YOUR GOAL ▸
Check each line of the data below for the string "utils", then state how many have it and nothing else.

(Extracted records)
PR #4470, opened 2025-02-24
channel manager: fix issue with section creation

patosullivan:
This broke when we merged https://github.com/tloncorp/tlon-apps/pull/4408, because `formatUv` was not expecting the value produced by `BigInt`, apparently. ~Using the old `bigInt` and calling `.toString()` made it happy again.~ We needed to bump to the latest @urbit/aura in tlon-mobile and tlon-web-new.

I also noticed we weren't clearing the form on EditSectionNameSheet before closing it, so I added that in here, too.

fixes tlon-3714

### DIFF
--- a/packages/shared/src/urbit/utils.ts
+++ b/packages/shared/src/urbit/utils.ts
@@ -1,5 +1,4 @@
 import { formatUd, formatUv, isValidPatp, unixToDa } from '@urbit/aura';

RESULT OF THE EXERCISE ▸
2